Essen. Die neue Scifi-Serie „Ad Vitam“ entwirft eine beklemmende Zukunftsvision. Die Figuren müssen mit dem Fluch der Unsterblichkeit leben.

Die älteste Frau der Welt ist gerade 169 Jahre alt geworden, und das Tollste daran: Sie sieht keinen Tag älter aus als mit Mitte 20. Darüber freut sich auch Kommissar Darius Asram (Yvan Attal), der seinerseits den 100. Geburtstag schon vor einigen Jahren gefeiert hat und mit seinem vollen dunklen Haarschopf und der sportlichen Figur gleich ein paar Jahrzehnte jünger wirkt. In der Science-Fiction-Serie „Ad Vitam“ lässt sich der natürliche Alterungsprozess dank Einsatz eines medizinischen Verfahrens künstlich aufhalten, der Tod scheint besiegt.

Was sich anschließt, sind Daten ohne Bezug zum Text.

PR #3552, opened 2026-08-20
Improve resource topic title. 

### LINKED ISSUE #2510: Display the resource topic when using the `!resources` command
The `!resources` command accepts an optional argument to specify the resource topic in the URL. For example, `!resources data science` will result in the following link: https://www.pythondiscord.com/resources/?topics=data-science

However, there is no difference in the embed (other than the hyperlink itself) to indicate that a topic has been specified. I propose that when a topic is specified, it will be added to the title of the embed, like "**Resources for: Data science**".

(I would like to implement this myself)

Kaztral-ar:
When a topic is provided with the !resources command, show it in the embed title.

For example:

!resources games

will now show:

Resources for: games

This makes it clearer which resources the command is showing.

Fixes #2510

### DIFF
--- a/bot/exts/info/pypi.py
+++ b/bot/exts/info/pypi.py
@@ -13,7 +13,7 @@ from bot.bot import Bot
 from bot.constants import Colours, NEGATIVE_REPLIES, RedirectOutput
 from bot.log import get_logger
 from bot.utils import time
-from bot.utils.messages import wait_for_deletion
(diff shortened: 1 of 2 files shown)


jb3 (changes requested):
Can we title case the topic so it's a bit cleaner?

Kaztral-ar (commented):
Title case resource topic

jb3 (approved):

PR #971, opened 2021-12-20
Streamlined dot methods

dellaert:
Driven by tests in discrete and nonlinear, and two notebooks, I refactored dot methods:

# inference
- added dot/dot/saveGraph pattern in factor graph, bayes net, bayes tree
- added DotWriter class

# discrete
- added dot for DecisionTree and DiscreteConditional
- added tests for dot functionality
- added two notebooks that "show" the graphs

# nonlinear
- inherit methods from inference
- extra dot/dot/saveGraph in NonlinearFactorGraph
- deprecated saveGraph(ostream) method
- moved GraphvizFormatting separate file
- inherit GraphvizFormatting from DotWriter
- added tests for dot functionality

TODO: Gaussian still needs to conform. It's a bit tricky as GaussianBayesNet has to be made a derived class of BayesNet (again?)

Example output from DiscreteSwitching.ipynb:
[bn.svg.pdf](https://github.com/borglab/gtsam/files/7742830/bn.svg.pdf)
[fg.svg.pdf](https://github.com/borglab/gtsam/files/7742831/fg.svg.pdf)
[bt.svg.pdf](https://github.com/borglab/gtsam/files/7742832/bt.svg.pdf)


gtsam/discrete/DecisionTree-inl.h
```diff
@@ -258,8 +259,10 @@ namespace gtsam {
         }
 
         os << "\"" << this->id() << "\" -> \"" << branch->id() << "\"";
-        if (i == 0) os << " [style=dashed]";
-        if (i > 1) os << " [style=bold]";
+        if (B == 2) {
```
varunagrawal, line 262: What happens when `B != 2`?

gtsam/discrete/tests/testDiscreteBayesTree.cpp
```diff
@@ -26,76 +26,89 @@ using namespace boost::assign;
...
-  bayesNet.add((key[0] | key[8], key[12]) = "2/3 1/4 3/2 4/1");
+/* ************************************************************************* */
+TEST(DiscreteBayesTree, ThinTree) {
+  const TestFixture self;
+  const auto& keys = self.keys;
 
   if (debug) {
-    GTSAM_PRINT(bayesNet);
-    bayesNet.saveGraph("/tmp/discreteBayesNet.dot");
+    GTSAM_PRINT(self.bayesNet);
```
varunagrawal, line 85: Any reason for not just doing `auto bayesNet = self.bayesNet`? `self` is a little confusing since this is not a class, but this is a minor nitpick.

gtsam/inference/BayesTree-inst.h
```diff
@@ -63,20 +63,40 @@ namespace gtsam {
...
+          "the root of Bayes tree has not been initialized!");
+    os << "digraph G{\n";
+    for (const sharedClique& root : roots_) dot(os, root, keyFormatter);
+    os << "}";
+    std::flush(os);
+  }
+
+  /* ************************************************************************* */
+  template <class CLIQUE>
+  std::string BayesTree<CLIQUE>::dot(const KeyFormatter& keyFormatter) const {
```
varunagrawal, line 80: Seeing this repeat in multiple places, do you think it is worth having this as a trait? The `Testable` trait has a requirement for `print` so we could have a similar requirement for `dot(ostream&, KeyFormatter&)`.
Just a thought.

varunagrawal (approved):
This is great stuff! I have a few comments, but they can be addressed now or later. 🙂

gtsam/discrete/tests/testDiscreteBayesTree.cpp
dellaert: I'm just using the variable from the test fixture...

gtsam/discrete/DecisionTree-inl.h
dellaert: Regular style

gtsam/inference/BayesTree-inst.h
dellaert: That's a good idea. I'll add a TODO and issue.

dellaert: Actually, I started on the issue but I don't see the reason, after all. traits are useful if they are used for some functionality. We can make traits if it serves a purpose, later.

PR #973, opened 2021-12-20
Add Discrete-Continuous factor graph machinery

varunagrawal:
This PR adds the following:

1. `DCFactor` and `DCFactorGraph` code ported from `DCSAM` (@keevindoherty has already looked at this part).
2. Split all non-templated code into .h and .cpp files.
3. Move the `expNorm` function to `DiscreteFactor.[h|cpp]`.
4. Move the types in `DCSAM_types.h` i.e. `DCValues` and `DCMarginals` to their own files to conform to our codebase structure.
5. Add a new test assertion `assert_type` which asserts whether an object has a specified type.
6. Use of the `assert_type` for simple constructor tests for DCValues and DCMarginals.


gtsam/hybrid/DCFactor.h
```diff
@@ -0,0 +1,264 @@
...
+   *
+   * @return the dimension (number of rows) in the Jacobian of the `error`
+   * function with respect to continuous variables for
+   */
+  virtual size_t dim() const = 0;
+
+  /*
+   * Return the discrete keys for this factor.
+   */
+  gtsam::DiscreteKeys discreteKeys() const { return discreteKeys_; }
```
dellaert, line 136: Const &

gtsam/hybrid/DCFactor.h
```diff
@@ -0,0 +1,264 @@
...
+   * error function can be called setting each discrete key's variable
+   * individually, and the overall DCFactor can itself be factored as a product
+   * of unary gtsam::DecisionTreeFactors.
+   *
+   * Alternative implementations might consider something like the
+   * gtsam::AllDiff approach here:
+   * https://github.com/borglab/gtsam/blob/43e8f1e5aeaf11890262722c1e5e04a11dbf9d75/gtsam_unstable/discrete/AllDiff.cpp#L43
+   *
+   * @param continuousVals - an assignment to the continuous variables
+   * @param discreteVals -
```
dellaert, line 154: What is the role for discreteVals here? @keevindoherty  should provide this knowledge :-)

gtsam/hybrid/DCFactor.h
```diff
@@ -0,0 +1,264 @@
...
+
+  /**
+   * Calculate a normalizing constant for this DCFactor. Most implementations
+   * will be able to use the helper function
+   * nonlinearFactorLogNormalizingConstant provided below for most of the
+   * calculation.
+   * TODO(Kurran) is this the cleanest way to do this? Seems necessary for the
+   * DCMaxMixtureFactor implementations etc...
+   */
+  virtual double logNormalizingConstant(const gtsam::Values& values) const {
```
dellaert, line 169: To cpp?

gtsam/hybrid/DCMarginals.h
```diff
@@ -0,0 +1,32 @@
+/* ----------------------------------------------------------------------------
+ * Copyright 2020 The Ambitious Folks of the MRG
+ * See LICENSE for the license information
+ * -------------------------------------------------------------------------- */
+
+/**
+ *
```
dellaert, line 7: I don’t remember we had added this, @varunagrawal ?

gtsam/hybrid/tests/testDCMarginals.cpp
```diff
@@ -0,0 +1,41 @@
...
+using namespace gtsam;
+using namespace serializationTestHelpers;
+
+//******************************************************************************
+TEST(DCMarginals, Constructor) {
+  Marginals continuous;
+  DiscreteMarginals discrete;
+
+  DCMarginals dc_marginals(continuous, discrete);
+  EXPECT(assert_type("gtsam::DCMarginals", dc_marginals));
```
dellaert, line 33: I don’t understand. Self-fulfilling prophecy?

gtsam/hybrid/tests/testDCValues.cpp
```diff
@@ -0,0 +1,42 @@
...
+ * Atlanta, Georgia 30332-0415
+ * All Rights Reserved
+ * Authors: Frank Dellaert, et al. (see THANKS for the full author list)
+
+ * See LICENSE for the license information
+
+ * -------------------------------------------------------------------------- */
+
+/**
+ *  @file  testDCValues.cpp
```
dellaert, line 13: Same: is this something you added Varun? Design review??

gtsam/hybrid/DCMarginals.h
varunagrawal: Yup, I added this. This is point 4 in the PR comment: since DCValues and DCMarginals are structs in DC_types.h, I just moved them to their own file so as to be consistent with the rest of GTSAM.

I took a bit of design liberty here, so I hope that's okay?

gtsam/hybrid/tests/testDCMarginals.cpp
varunagrawal: This is a barebones test for the default constructor. This ensures that everything is included correctly and that a basic operation works.

The idea is that since this is a test, it should assert something, so just assert that the type is as expected.

gtsam/hybrid/tests/testDCValues.cpp
varunagrawal: Yes, same reason as for DCMarginals, just an attempt to be consistent. Again, a bit of liberty taken.

dellaert: OK, but please list Kevin as author if you did not change the functionality, just the location. If you did change any code, explain what it is.

gtsam/hybrid/DCMarginals.h
dellaert: Same comment about authorship...

gtsam/hybrid/tests/testDCMarginals.cpp
dellaert: C++ is strongly typed. Test anything, but type is known. Let's cherry pick `assert_type` in a branch if we ever need it, but please leave out of this PR.

dellaert (commented):
Please convert to WIP - I'd like to play with mixture factor before we merge, to better understand.

gtsam/hybrid/tests/testDCValues.cpp
varunagrawal: Kevin is still the author on `DCValues.h`. I am the author on `testDCValues.cpp` since I wrote that whole file by myself (no copy involved).

Same situation for `DCMarginals.h`.

gtsam/hybrid/DCMarginals.h
varunagrawal: This file has Kevin as the sole author as per your recommendation. I only added myself as author to `testDCMarginals.cpp` since I wrote that file from scatch.

gtsam/hybrid/DCFactor.h
keevindoherty: `discreteVals` is an assignment to the discrete variables. This is useful for a kind of discrete-continuous smart factor where we've eliminated some subset of variables conditioned on a joint discrete and continuous assignment. In our case, we are using these for semantic+geometric measurements with ambiguous associations in semantic SLAM. For max-product elimination, check out [this max-mixture factor](https://github.com/MarineRoboticsGroup/dcsam/blob/main/include/dcsam/DCMaxMixtureFactor.h) for example, or for sum-product, we have [a discrete-continuous EMFactor here](https://github.com/MarineRoboticsGroup/dcsam/blob/main/include/dcsam/DCEMFactor.h). There are perhaps other applications I haven't thought about yet. Not all DCFactors have to use these values, but we pass them in case they are needed.

dellaert:
Were you guys not going to move to a fork?

varunagrawal:
Oof that's my bad. @ProfFan do you want to use my fork of GTSAM? You should have access to it.

ProfFan:
Ah sure, I can push to your fork

dellaert:
I think we should close this in favor of @ProfFan 's PR, right? If you agree please close, otherwise let's talk over email...

dellaert:
Closing this again until Fan’s PR is merged and then we can re-open a substantially modified PR for this. @varunagrawal please don’t reopen without talking to me first about the pans regarding that.

PR #976, opened 2021-12-21
Spherical Camera Constructor Fix

varunagrawal:
The `SphericalCamera` constructor which takes a calibration does not use the passed argument to initialize its calibration variable. This PR fixes that.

Der erfüllte Traum von der ewigen Jugend sorgt in der Gesellschaft aber auch für neue Probleme: So verschlechtern sich die Perspektiven für junge Leute, weil die unsterblichen Alten einfach nicht mehr Platz machen. Dazu kommt der alles entscheidende Punkt: Macht das Leben überhaupt noch Sinn, wenn der Tod es nicht irgendwann beendet? Um diese zentrale philosophische Frage kreist die neue sechsteilige Serie aus Frankreich, die Arte donnerstags in Doppelfolgen zeigt.

Wiedersehen mit Fassbinder-Muse Hanna Schygulla

Als eines Tages die Leichen von sieben jungen Menschen am Strand gefunden werden, sind die Behörden alarmiert. Der Freitod gilt gerade in der jüngeren Generation als politischer Protest gegen die von oben verordnete Unsterblichkeitspolitik. Die Staatsgewalt sieht ihn als Terrorakt, der entschieden bekämpft werden muss, und deshalb wird Kommissar Darius Asram auf den Fall angesetzt.

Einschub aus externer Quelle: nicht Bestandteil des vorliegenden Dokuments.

PR #979, opened 2021-12-21
Conformize various print statements

varunagrawal:
This PR updates all the print functions to have a common pattern and to be cleaner when printing with or without the optional `s` argument.

It also adds defaults for `string& s` where they were missing.

### DIFF
--- a/gtsam/base/deprecated/LieScalar.h
+++ b/gtsam/base/deprecated/LieScalar.h
@@ -49,8 +49,8 @@ namespace gtsam {
 
     /// @name Testable
     /// @{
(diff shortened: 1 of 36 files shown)


ProfFan:
I really, really hate the extra `endl` for the print methods, but I think there is still chance to fix this since 4.1.1 is out and we are on 4.2 mode?

dellaert (changes requested):
No design review. Please convert to WIP and discuss in our next meeting.

varunagrawal:
Closing since this is an API breaking change, and is low priority.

Christa (Garance Marillier) beobachtet, wie ein alter Friedhof zugeschüttet wird, weil er überflüssig geworden ist.
Christa (Garance Marillier) beobachtet, wie ein alter Friedhof zugeschüttet wird, weil er überflüssig geworden ist. © © Ivan Mathie | Arte

Der melancholische Zyniker, der es mit den Regenerationsbädern in der Apotheke, die den Körper ewig jung halten, selber nicht so genau nimmt, gelangt schnell an seine Grenzen. Um mit seinen Ermittlungen voranzukommen, wendet er sich an Christa Novak (Garance Marillier), eine renitente junge Frau, die selber einmal zu einer Widerstandsgruppe gehört hat und sich in der Freitodszene bestens auskennt.

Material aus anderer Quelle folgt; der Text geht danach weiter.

PR #982, opened 2021-12-22
HybridFactorGraph linearize method

varunagrawal:
This PR adds a `linearize` method to the `HybridFactorGraph` which linearizes the nonlinear factors around a given point.

### DIFF
--- a/gtsam/hybrid/DCFactor.h
+++ b/gtsam/hybrid/DCFactor.h
@@ -105,6 +105,9 @@ class DCFactor : public gtsam::Factor {
       const gtsam::Values& continuousVals,
       const DiscreteValues& discreteVals) const = 0;
 
+  virtual DCFactor::shared_ptr linearize(
+      const Values& continuousVals) const = 0;
+
   /**
    * Returns true when the DCFactor is equal to `other`
    *
--- a/gtsam/hybrid/DCFactor.h
+++ b/gtsam/hybrid/DCFactor.h
@@ -105,6 +105,13 @@ class DCFactor : public gtsam::Factor {
       const gtsam::Values& continuousVals,
       const DiscreteValues& discreteVals) const = 0;
 
+  /**
+   * @brief Linearize all the continuous factors only with respect to the
+   * continuous variables (as given in `keys_`).
+   *
+   * @param continuousVals The continuous variables referenced by `keys_`.
+   * @return DCFactor::shared_ptr
+   */
   virtual DCFactor::shared_ptr linearize(
       const Values& continuousVals) const = 0;
 
--- a/gtsam/hybrid/DCFactor.h
+++ b/gtsam/hybrid/DCFactor.h
@@ -39,7 +39,7 @@ class DCFactor : public gtsam::Factor {
 
  public:
   using Base = gtsam::Factor;
-  using shared_ptr = boost::shared_ptr<Factor>;
+  using shared_ptr = boost::shared_ptr<DCFactor>;
 
   DCFactor() = default;
 
@@ -101,7 +101,7 @@ class DCFactor : public gtsam::Factor {
    * @param discreteVals - Likewise, assignment to the discrete variables in
    * `discreteKeys__`.
    */
-  virtual boost::shared_ptr<gtsam::GaussianFactor> linearize(
+  virtual GaussianFactor::shared_ptr linearize(
       const gtsam::Values& continuousVals,
       const DiscreteValues& discreteVals) const = 0;
 
--- a/gtsam/hybrid/DCFactor.h
+++ b/gtsam/hybrid/DCFactor.h
@@ -109,6 +109,10 @@ class DCFactor : public gtsam::Factor {
    * @brief Linearize all the continuous factors only with respect to the
    * continuous variables (as given in `keys_`).
    *
+   * This `linearize` is different from the `linearize(continuous, discrete)` in
+   * that it assumes no assignment of discrete keys and linearizes all
+   * continuous factors associated with this factor.
+   *
    * @param continuousVals The continuous variables referenced by `keys_`.
    * @return DCFactor::shared_ptr
    */
--- a/gtsam/hybrid/DCGaussianMixtureFactor.h
+++ b/gtsam/hybrid/DCGaussianMixtureFactor.h
@@ -80,10 +80,10 @@ class DCGaussianMixtureFactor : public DCFactor {
     return factors_[0];
   }
 
-  /// Return this linear factor as a DCFactor::shared_ptr
+  /// Return linearized version of this factor.
   virtual DCFactor::shared_ptr linearize(
       const Values& continuousVals) const override {
-    return boost::make_shared<DCGaussianMixtureFactor>(*this);
+    throw std::runtime_error("DCGaussianFactor is already linear");
   }
 
   // TODO(dellaert): implement
--- a/gtsam/hybrid/DCGaussianMixtureFactor.h
+++ b/gtsam/hybrid/DCGaussianMixtureFactor.h
@@ -67,17 +67,17 @@ class DCGaussianMixtureFactor : public DCFactor {
     return 0;
   }
 
-  // TODO(dellaert): Does not make sense
   double error(const gtsam::Values& continuousVals,
                const gtsam::DiscreteValues& discreteVals) const override {
-    return 0;
+    throw std::runtime_error("DCGaussianMixtureFactor::error not implemented");
   }
 
-  // TODO(dellaert): Does not make sense
   GaussianFactor::shared_ptr linearize(
       const gtsam::Values& continuousVals,
       const DiscreteValues& discreteVals) const override {
-    return factors_[0];
+    throw std::runtime_error(
+        "DCGaussianMixtureFactor::linearize(continuous, discrete) not "
+        "implemented");
   }
 
   /// Return linearized version of this factor.
@@ -87,7 +87,9 @@ class DCGaussianMixtureFactor : public DCFactor {
   }
 
   // TODO(dellaert): implement
-  size_t dim() const override { return 0; };
+  size_t dim() const override {
+    throw std::runtime_error("DCGaussianMixtureFactor::dim not implemented");
+  };
 
   /// Testable
   /// @{
--- a/gtsam/hybrid/DCGaussianMixtureFactor.h
+++ b/gtsam/hybrid/DCGaussianMixtureFactor.h
@@ -51,12 +51,9 @@ class DCGaussianMixtureFactor : public DCFactor {
   DCGaussianMixtureFactor() = default;
 
   DCGaussianMixtureFactor(
-      const KeyVector& keys, const DiscreteKeys& dk,
+      const KeyVector& keys, const DiscreteKeys& discreteKeys,
       const std::vector<GaussianFactor::shared_ptr>& factors)
-      : discreteKeys_(dk), factors_(factors) {
-    // Compiler doesn't like `keys_` in the initializer list.
-    keys_ = keys;
-  }
+      : Base(keys, discreteKeys), factors_(factors) {}
 
   /// Discrete key selecting mixture component
   const DiscreteKeys& discreteKeys() const { return discreteKeys_; }
@@ -98,7 +95,7 @@ class DCGaussianMixtureFactor : public DCFactor {
     }
     std::cout << "; " << formatter(discreteKeys_.front().first) << " ]";
     std::cout << "{\n";
-    for (int i = 0; i < factors_.size(); i++) {
+    for (size_t i = 0; i < factors_.size(); i++) {
       auto t = boost::format("component %1%: ") % i;
       factors_[i]->print(t.str());
     }
--- a/gtsam/hybrid/DCGaussianMixtureFactor.h
+++ b/gtsam/hybrid/DCGaussianMixtureFactor.h
@@ -55,6 +55,8 @@ class DCGaussianMixtureFactor : public DCFactor {
       const std::vector<GaussianFactor::shared_ptr>& factors)
       : Base(keys, discreteKeys), factors_(factors) {}
 
+  DCGaussianMixtureFactor(const DCGaussianMixtureFactor& x) = default;
+
   /// Discrete key selecting mixture component
   const DiscreteKeys& discreteKeys() const { return discreteKeys_; }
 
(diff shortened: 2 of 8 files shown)


gtsam/hybrid/HybridFactorGraph.cpp
```diff
@@ -58,6 +58,16 @@ const gtsam::DiscreteFactorGraph& HybridFactorGraph::discreteGraph() const {
   return discreteGraph_;
 }
 
+HybridFactorGraph HybridFactorGraph::linearize(
+    const Values& continuousValues) const {
+  auto gaussian_factor_graph = nonlinearGraph_.linearize(continuousValues);
+
+  HybridFactorGraph linearizedGraph(this->nonlinearGraph_,
```
dellaert, line 65: I’m assuming some code should go here still :-) checking for mixtures…

varunagrawal:
@ProfFan can you take a look at this? I made some new updates since Frank's previous changes made life easier for us.

gtsam/hybrid/DCFactor.h
```diff
@@ -101,10 +101,13 @@ class DCFactor : public gtsam::Factor {
    * @param discreteVals - Likewise, assignment to the discrete variables in
    * `discreteKeys__`.
    */
-  virtual boost::shared_ptr<gtsam::GaussianFactor> linearize(
+  virtual GaussianFactor::shared_ptr linearize(
       const gtsam::Values& continuousVals,
       const DiscreteValues& discreteVals) const = 0;
 
+  virtual DCFactor::shared_ptr linearize(
```
dellaert, line 108: Document

gtsam/hybrid/DCGaussianMixtureFactor.h
```diff
@@ -69,6 +67,28 @@ class DCGaussianMixtureFactor : public Factor {
...
+  }
+
+  // TODO(dellaert): Does not make sense
+  GaussianFactor::shared_ptr linearize(
+      const gtsam::Values& continuousVals,
+      const DiscreteValues& discreteVals) const override {
+    return factors_[0];
+  }
+
+  /// Return this linear factor as a DCFactor::shared_ptr
```
dellaert, line 83: Also does not make sense: factor is already linear.

gtsam/hybrid/DCMixtureFactor.h
```diff
@@ -144,6 +148,17 @@ class DCMixtureFactor : public DCFactor {
...
 
+  /// Linearize all the continuous factors to get a DCGaussianMixtureFactor.
+  DCFactor::shared_ptr linearize(const Values& continuousVals) const override {
+    std::vector<GaussianFactor::shared_ptr> linearized_factors;
+    for (size_t i = 0; i < factors_.size(); i++) {
+      auto linearized = factors_[i].linearize(continuousVals);
+      linearized_factors.push_back(linearized);
+    }
+    DCGaussianMixtureFactor linearized(keys_, dk_, linearized_factors);
+    return boost::make_shared<DCGaussianMixtureFactor>(linearized);
```
dellaert, line 159: Copy! Just pass arguments to make_shared… that’s the point of it :-)

gtsam/hybrid/HybridFactorGraph.cpp
```diff
@@ -22,23 +22,25 @@ void HybridFactorGraph::push_nonlinear(
...
 }
 
-void HybridFactorGraph::print(const std::string &str,
-                              const gtsam::KeyFormatter &keyFormatter) const {
+void HybridFactorGraph::print(const std::string& str,
+                              const gtsam::KeyFormatter& keyFormatter) const {
   std::string nonlinearStr = str + ": NonlinearFactorGraph";
   std::string discreteStr = str + ": DiscreteFactorGraph";
   std::string dcStr = str + ": DCFactorGraph";
+  std::string gStr = str + ": GaussianGraph";
```
dellaert, line 38: Get rid of these intermediate variables

gtsam/hybrid/HybridFactorGraph.cpp
```diff
@@ -58,13 +60,32 @@ const gtsam::DiscreteFactorGraph& HybridFactorGraph::discreteGraph() const {
...
+  DCFactorGraph linearized_DC_factors;
+  for (DCFactor::shared_ptr factor : dcGraph_) {
+    auto dcgf = factor->linearize(continuousValues);
+    linearized_DC_factors.push_back(dcgf);
+  }
+
+  // Construct new linearized HybridFactorGraph
+  HybridFactorGraph linearizedGraph(this->nonlinearGraph_, this->discreteGraph_,
+                                    linearized_DC_factors,
+                                    *gaussian_factor_graph);
```
dellaert, line 78: If the HFG had Gaussian factors, we will lose them here :-) add a check in test that Gaussian factors are left alone.

gtsam/hybrid/HybridFactorGraph.h
```diff
@@ -110,6 +188,8 @@ class HybridFactorGraph {
    */
   const gtsam::DiscreteFactorGraph& discreteGraph() const;
 
+  HybridFactorGraph linearize(const Values& continuousValues) const;
```
dellaert, line 191: Document

gtsam/hybrid/tests/testHybridFactorGraph.cpp
```diff
@@ -50,31 +50,36 @@ TEST(HybridFactorGraph, Switching) {
...
+  Values values;
+  for(size_t k=1; k <= K; k++){
+    values.insert<double>(X(k), 0.0);
+  }
+
   // TODO: create 4 linearization points.
 
   // Linearize here:
-  HybridFactorGraph dcmfg;  // TODO: = fg.linearize(values);
+  HybridFactorGraph dcmfg = fg.linearize(values);
```
dellaert, line 82: Actually test stuff :-)

dellaert (commented):
Cool, this is going the right way. I propose to add actual tests, and only then investigate whether we can use decisiontrees instead. I would recommend reading the API of DecisionTree, as it is very powerful.

gtsam/hybrid/DCGaussianMixtureFactor.h
varunagrawal: Yeah the issues is that without an implementation of that method, `DCGaussianMixtureFactor` is an abstract type so we cannot initialize it in DCMixtureFactor. :(

varunagrawal: Maybe we should have a DCFactor and a corresponding DCGaussianFactor?
Or we can just remove the error and linearize methods from the DCFactor class.

gtsam/hybrid/HybridFactorGraph.cpp
varunagrawal: Huh that's a good point. Do we want to append the new gaussian factors to the existing gaussian factor graph? As per this implementation, they will definitely be overwritten,

gtsam/hybrid/tests/testHybridFactorGraph.cpp
varunagrawal: Added a simple size assertion test.

gtsam/hybrid/DCGaussianMixtureFactor.h
dellaert: Just check its type using dynamic pointer cast. Or have a method `isLinear`.

gtsam/hybrid/HybridFactorGraph.cpp
dellaert: Yes, append.

gtsam/hybrid/tests/testHybridFactorGraph.cpp
dellaert: Yeah, there should be much more here.

gtsam/hybrid/DCGaussianMixtureFactor.h
```diff
@@ -69,6 +67,28 @@ class DCGaussianMixtureFactor : public Factor {
     return 0;
   }
 
+  // TODO(dellaert): Does not make sense
+  double error(const gtsam::Values& continuousVals,
+               const gtsam::DiscreteValues& discreteVals) const override {
+    return 0;
```
ProfFan, line 73: throw?

gtsam/hybrid/tests/testDCGaussianElimination.cpp
```diff
@@ -0,0 +1,235 @@
...
+    // return etree.eliminate(function);
+
+    auto bayesNet = boost::make_shared<DCGaussianBayesNet>();
+    auto factors = boost::make_shared<DCGaussianMixtureFactorGraph>();
+    return {bayesNet, factors};
+  }
+};
+
+/* TODO(dellaert) EliminateableFactorGraph does not play well with hybrid:
+/// Speical DCFactorGraph that can be eliminated partially
```
ProfFan, line 163: typo

dellaert (changes requested):
The test is inadequate. Please re-request review when you actually test what linearize is doing as a whole? I look at the test first to understand what is being accomplished, and at this moment I see only one gaussian factor being there. Is that really all?

gtsam/hybrid/HybridFactorGraph.cpp
varunagrawal: Done

gtsam/hybrid/DCGaussianMixtureFactor.h
varunagrawal: Would we be checking just for `DCGaussianMixtureFactor`? Asking since we want to keep the possibility of adding other `DCGaussianXFactor`s in the future I guess?

varunagrawal: Also, since DCGaussianMixtureFactor inherits from DCFactor, we kinda need this method no?

gtsam/hybrid/DCFactor.h
dellaert: Document better: how is this different from linearize above?

gtsam/hybrid/DCGaussianMixtureFactor.h
dellaert: Agreed: `throw std::runtime_error("DCGaussianMixtureFactor::error not implemented");`

gtsam/hybrid/DCGaussianMixtureFactor.h
```diff
@@ -69,6 +67,28 @@ class DCGaussianMixtureFactor : public Factor {
...
+  }
+
+  // TODO(dellaert): Does not make sense
+  GaussianFactor::shared_ptr linearize(
+      const gtsam::Values& continuousVals,
+      const DiscreteValues& discreteVals) const override {
+    return factors_[0];
```
dellaert, line 80: same: throw

gtsam/hybrid/DCGaussianMixtureFactor.h
```diff
@@ -69,6 +67,28 @@ class DCGaussianMixtureFactor : public Factor {
...
+  }
+
+  /// Return linearized version of this factor.
+  virtual DCFactor::shared_ptr linearize(
+      const Values& continuousVals) const override {
+    throw std::runtime_error("DCGaussianFactor is already linear");
+  }
+
+  // TODO(dellaert): implement
+  size_t dim() const override { return 0; };
```
dellaert, line 90: same

gtsam/hybrid/HybridFactorGraph.cpp
```diff
@@ -58,13 +57,49 @@ const gtsam::DiscreteFactorGraph& HybridFactorGraph::discreteGraph() const {
...
+
+HybridFactorGraph HybridFactorGraph::linearize(
+    const Values& continuousValues) const {
+  // linearize the continuous factors
+  auto gaussian_factor_graph = nonlinearGraph_.linearize(continuousValues);
+
+  // linearize the DCFactors
+  DCFactorGraph linearized_DC_factors;
+  for (DCFactor::shared_ptr factor : dcGraph_) {
+    // Check if the factor is a DCGaussianMixtureFactor since we don't linearize
```
dellaert, line 72: get comment on one line :-)

gtsam/hybrid/HybridFactorGraph.cpp
```diff
@@ -58,13 +57,49 @@ const gtsam::DiscreteFactorGraph& HybridFactorGraph::discreteGraph() const {
...
+    // those.
+    auto dcgm = dynamic_cast<const DCGaussianMixtureFactor*>(factor.get());
```
dellaert, line 74: I think you can do
`auto dcgm = dynamic_pointer_cast<const DCGaussianMixtureFactor>(factor);`

gtsam/hybrid/tests/testDCFactorGraph.cpp
```diff
@@ -219,13 +219,14 @@ TEST(DiscreteBayesTree, Switching) {
...
   GTSAM_PRINT(dcmfg);
 
-  // Eliminate partially.
-  Ordering ordering;
-  for (size_t k = 1; k <= K; k++) ordering += X(k);
-  using dc_traits = EliminationTraits<DCGaussianMixtureFactorGraph>;
-  auto result = dc_traits::eliminatePartialSequential(dcmfg, ordering);
-  GTSAM_PRINT(*result.first); // DCGaussianBayesNet
-  GTSAM_PRINT(*result.second); // DCGaussianMixtureFactorGraph
+  //TODO(Varun) uncomment and finish implementing
```
dellaert, line 222: I am doing that next

dellaert (approved):
Cool.  A few more comments but after that should be mergeable.

varunagrawal:
@dellaert we should all probably meet. I am a bit lost as to what the test should actually be testing since we don't have elimination integrated yet.

gtsam/hybrid/HybridFactorGraph.cpp
varunagrawal: Gotcha. I was trying to avoid an extra include.

varunagrawal: Hmm doesn't work. I guess this is because `factor` is a `boost::shared_ptr`?

varunagrawal: Yeah that is it. I see this in the error message: `note:   ‘gtsam::DCFactor’ is not derived from ‘const std::shared_ptr<_Tp>’`

gtsam/hybrid/tests/testDCFactorGraph.cpp
varunagrawal: Cool. I commented it out since it would get CI to pass and we can always uncomment it when requiired.

dellaert:
> @dellaert we should all probably meet. I am a bit lost as to what the test should actually be testing since we don't have elimination integrated yet.

I met with @ProfFan . Let's merge this PR then you guys both (together!) make a new PR for decision tree version? I'll be out all day (Wed 29) working on something else.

Unaufgeregter aber spannender Krimiplot

Die Spur führt schließlich zu einer charismatischen alten Dame, die eine Glaubensgemeinschaft Sterbewilliger anführt – die 74-jährige Hanna Schygulla, bekannt aus den Filmen der Regie-Legende Rainer Werner Fassbinder, stellt auch in dieser vergleichsweise kleinen Rolle ihre schauspielerische Klasse unter Beweis.

Die preisgekrönte Serie „Ad Vitam“ verzichtet auf überbordende Spezialeffekte und Science-Fiction-Schnickschnack, die Zukunft sieht hier fast aus wie die Gegenwart. Dafür überzeugt sie mit einem unaufgeregten aber spannenden Krimiplot. Wohldosiert aber stimmig ist die Symbolik – wie etwa die Qualle, die für Unsterblichkeit steht: Es gibt eine Art, die sich selbst reproduzieren kann. Vor allem aber fasziniert die Serie mit ihrer originellen Grundidee und ihrer Kernfrage: Wäre Unsterblichkeit überhaupt ein wünschenswerter Zustand? Die Serie verneint dies entschieden und vertritt eine Ansicht, die eine Figur so formuliert: „Nur wer stirbt, fühlt sich lebendig.“

Fazit: Sterben als Rebellion – die intelligente Serie entwirft eine beklemmende Zukunftsvision.